## YOUR INSTRUCTIONS
For each line of the data below that holds "DelegatingNamedMovable", copy the line.
━━━━━━━━━━━━━━━━━━━━━━━━━━━━━━
PR #910, opened 2018-12-24
[PROGRAMMES-6831] Removed empty div when no caption exists

tomwinnington:
https://jira.dev.bbc.co.uk/browse/PROGRAMMES-6831

Below the image there was a block to contain a caption, but when there is no caption, empty space appears.

Before:
image

After:
image

Link:
sandbox.bbc.co.uk/programmes/articles/1Tg6t6YxdxyYmKykSfWp9cs/the-women-erased-from-musical-history


programmes-developers:

PR #912, opened 2019-01-02
[PROGRAMMES-6836] Extra line of podcast page

tomwinnington:
https://jira.dev.bbc.co.uk/browse/PROGRAMMES-6836

Link:
http://sandbox.bbc.co.uk/programmes/b007qlvb/episodes/downloads?page=1

### DIFF
--- a/src/Ds2013/Presenters/Utilities/_highlight-box.scss
+++ b/src/Ds2013/Presenters/Utilities/_highlight-box.scss
@@ -61,6 +61,7 @@
         border-width: 1px;
         border-bottom-style: solid;
 
+
         // OK WTF is this doing, well gather around children...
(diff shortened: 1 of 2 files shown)


programmes-developers:

src/Ds2013/Presenters/Utilities/_highlight-box.scss
```diff
@@ -112,6 +112,10 @@
         padding: $spacing;
         border-style: none;
     }
+
+    .highlight-box--list:last-child  {
```
BjornTwachtmann: A quick search shows that this class is used on a lot of other pages. Changing the behaviour in the general case to solve the specific case seems dangerous. Have you looked at the effect on any of the other use cases?

PR #913, opened 2019-01-02
[No ticket] Added a css class for Automation QA

benolot:


programmes-developers:

PR #915, opened 2019-01-02
PROGRAMMES-6826: Article guid attached to /profiles/ causing 500 but should show 404

BjornTwachtmann:
__CLASS__ does not account for subclassing, causing key namespace clashes in our caching

To test:
Visit http://sandbox.bbc.co.uk/programmes/b006q2x0/articles, then http://sandbox.bbc.co.uk/programmes/b006q2x0/profiles . If you're on develop, and the first one is in cache, the second one will 500 due to retieving the first result from the cache.

This fixes by assigning the correct subclass to cache keys, preventing the cache clashes.


programmes-developers:

PR #61, opened 2022-11-16
Explicitly tag empty-bodied functions that are supposed to be empty-bodied

callumforrester:
Mypy 0.991 disallows empty function bodies by default, see https://mypy-lang.blogspot.com/2022/11/mypy-0990-released.html

While I have mixed feelings about this change I do find empty bodies useful, for example for dummy functions in tests:
```python
def my_test_function() -> int:
    ...

def test_something():
    assert something_to_do_with(my_test_function.__annotations__)
```
So I have added config to disable it. Empty functions are not widely spread and I could probably also remove them all.

### DIFF
--- a/setup.cfg
+++ b/setup.cfg
@@ -73,7 +73,6 @@ console_scripts =
 [mypy]
 # Ignore missing stubs for modules we use
 ignore_missing_imports = True
-allow_empty_bodies = True
 
 [isort]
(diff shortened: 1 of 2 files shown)


callumforrester:
Decision is to keep the empty functions and tag them with `#type: ignore` to be explicit

PR #85, opened 2023-01-27
Revert "Prefix event topics with public (#83)"

callumforrester:
This reverts commit 3ec41a0efdad1a0435eabfb55f5e6ff2d4392905.


callumforrester:
Fixed by #84

PR #90, opened 2023-02-08
Switch from using apischema to pydantic

callumforrester:
* Replace all public dataclasses with `BaseModel`s.
* Add "type validators" to replicate device lookup behaviour. They do not work as well as apischema converters and various workarounds were needed. Will make issues off of this PR.
* Add tests


src/blueapi/plans/plans.py
```diff
@@ -15,17 +12,20 @@
 
 def scan(
     detectors: List[Readable],
-    spec: Spec[Movable],
+    axes_to_move: Mapping[str, Movable],
```
callumforrester, line 15: Workaround documented in https://github.com/DiamondLightSource/blueapi/issues/118

PR #107, opened 2023-03-31
Add support for AMQP over RabbitMQ broker

### LINKED ISSUE #104: AMQP Compatibility

DiamondJoseph:
Closes #104 with support from command line and in helm

- [ ] Test CLi
- [ ] Test on Helm

### DIFF
--- a/src/blueapi/cli/cli.py
+++ b/src/blueapi/cli/cli.py
@@ -6,10 +6,10 @@ from typing import Optional
 import click
 
 from blueapi import __version__
-from blueapi.config import StompConfig
-from blueapi.messaging import StompMessagingTemplate
+from blueapi.config import StompConfig, AMQPConfig
+from blueapi.messaging import StompMessagingTemplate, AMQPMessagingTemplate
 
-from .amq import AmqClient
+from .amq import MessagingClient
 from .updates import CliEventRenderer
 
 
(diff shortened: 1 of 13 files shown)


src/blueapi/config.py
```diff
@@ -13,6 +13,26 @@ class StompConfig:
...
+    host: str = "localhost"
+    port: int = 5672
+    userid: str = "guest"  # TODO: Config reads from env, so can be injected as Secret?
+    password: str = "guest"  # Can only use guest/guest on loopback address
+    virtual_host: str = "/"
+
+
+@dataclass
+class MessagingConfig:
+    impl: str = "stomp"
```
callumforrester, line 31: To make it a bit more spring-esque, I suggest making implementations independent of eachother. For example:
```suggestion
    using: List[str] = ["stomp"]
```

and then when instantiating:
```python
for impl in config.using:
    if impl == "stomp":
        ...
    elif impl == "amqp":
        ...
```

src/blueapi/config.py
```diff
@@ -13,6 +13,26 @@ class StompConfig:
...
+@dataclass  # TODO: Defer immediately to pika.ConnectionProperties?
+class AMQPConfig:
+    """
+    Config for connecting to the AMQP broker
+    """
+
+    host: str = "localhost"
+    port: int = 5672
+    userid: str = "guest"  # TODO: Config reads from env, so can be injected as Secret?
+    password: str = "guest"  # Can only use guest/guest on loopback address
```
callumforrester, line 25: Do we need the capability to inject this via some sort of secret?

src/blueapi/cli/cli.py
```diff
@@ -53,23 +53,76 @@ def start_worker(config: Optional[Path]):
...
+    if impl == "amqp":
+        if prompt:
+            password = getpass.getpass(prompt=f"AMQP Password for user {user}:")
+        client = MessagingClient(
+            AMQPMessagingTemplate.autoconfigured(
+                AMQPConfig(host, port, userid, password, virtual_host)
+            )
+        )
+    else:
+        client = StompMessagingTemplate.autoconfigured(StompConfig(host, port))
```
callumforrester, line 117: In the first case, `client` is a `MessagingClient` wrapping a `MessagingTemplate` instance. In the second case it is just a `MessagingTemplate` instance on its own. Is that right?

callumforrester (changes requested):
Looking good! Left a few comments, also to do:
* Linting needs fixing (`tox -e pre-commit,mypy` to run locally) 
* Tests are timing out
* Need rabbit as a service in CI

DiamondJoseph:
Superseded by #135

PR #131, opened 2023-04-20
Allow plans with Concrete/non-Protocol parameters 

### LINKED ISSUE #117: Pass concrete device types as plan parameters
Currently blueapi will resolve

```python
def my_plan(det: Readable)
```
but not...

```python
def my_plan(det: XPress3)
```

We were hoping to get away with this, but it's becoming clear we will need to support concrete device types as well so that developers can access the component tree. `XPress3` will have fields like `cam.acquire_time`, that `Readable` doesn't have.

DiamondJoseph:
Closes #117


callumforrester (approved):
Looks good to me, one minor nitpick and you can probably remove the TODOs, as explained in comments.

src/blueapi/core/context.py
```diff
@@ -144,20 +146,41 @@ def device(self, device: Device, name: Optional[str] = None) -> None:
...
+    def get_validators(
+        plan_arg: str, field_type: Type
+    ) -> Iterable[TypeValidatorDefinition]:
+        if isinstance(field_type, _GenericAlias):
+            for arg in get_args(field_type):
+                yield from get_validators(plan_arg, arg)
+        elif is_bluesky_compatible_device_type(field_type):
+            yield get_validator(plan_arg, field_type)
+
+    for k, v in Signature.from_callable(plan).parameters.items():
```
callumforrester, line 185: This will fail if a plan has two arguments of the same type because `utils.type_validator` doesn't allow it. Example test case:
```python
def concrete_plan_multi_arg(
    motor_1: DelegatingNamedMovable,
    motor_2: DelegatingNamedMovable,
) -> MsgGenerator:  # type: ignore
    ...
```
Presumably some sort of caching is needed

src/blueapi/core/context.py
```diff
@@ -144,20 +146,41 @@ def device(self, device: Device, name: Optional[str] = None) -> None:
...
+        return TypeValidatorDefinition(field_type, get_device)
+
+    def get_validators(
+        plan_arg: str, field_type: Type
+    ) -> Iterable[TypeValidatorDefinition]:
+        if isinstance(field_type, _GenericAlias):
+            for arg in get_args(field_type):
+                yield from get_validators(plan_arg, arg)
+        elif is_bluesky_compatible_device_type(field_type):
+            yield get_validator(plan_arg, field_type)
```
callumforrester, line 183: It feels like there should be a way to write a generic version of this in `utils.type_validator`, but I think it's fine to consider that out of scope. Mind making a ticket for it?

src/blueapi/core/context.py
```diff
@@ -144,20 +146,41 @@ def device(self, device: Device, name: Optional[str] = None) -> None:
...
-def device_validators(ctx: BlueskyContext) -> Iterable[TypeValidatorDefinition]:
-    def get_device(name: str) -> Device:
-        device = ctx.find_device(name)
-        if device is None:
-            raise KeyError(f"Could not find a device named {name}")
-        return device
-
-    for proto in BLUESKY_PROTOCOLS:
-        yield TypeValidatorDefinition(proto, get_device)
+def plan_validators(
```
callumforrester, line 157: I think this function may grow and change and possibly be split up and recombined in all sorts of ways as we add more fancy plan parameter processing. Could we rename it to `_plan_validators` to discourage it's use outside this module for now?

callumforrester (changes requested):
━━━━━━━━━━━━━━━━━━━━━━━━━━━━━━
## ANSWER TO THIS TASK
    motor_1: DelegatingNamedMovable,
    motor_2: DelegatingNamedMovable,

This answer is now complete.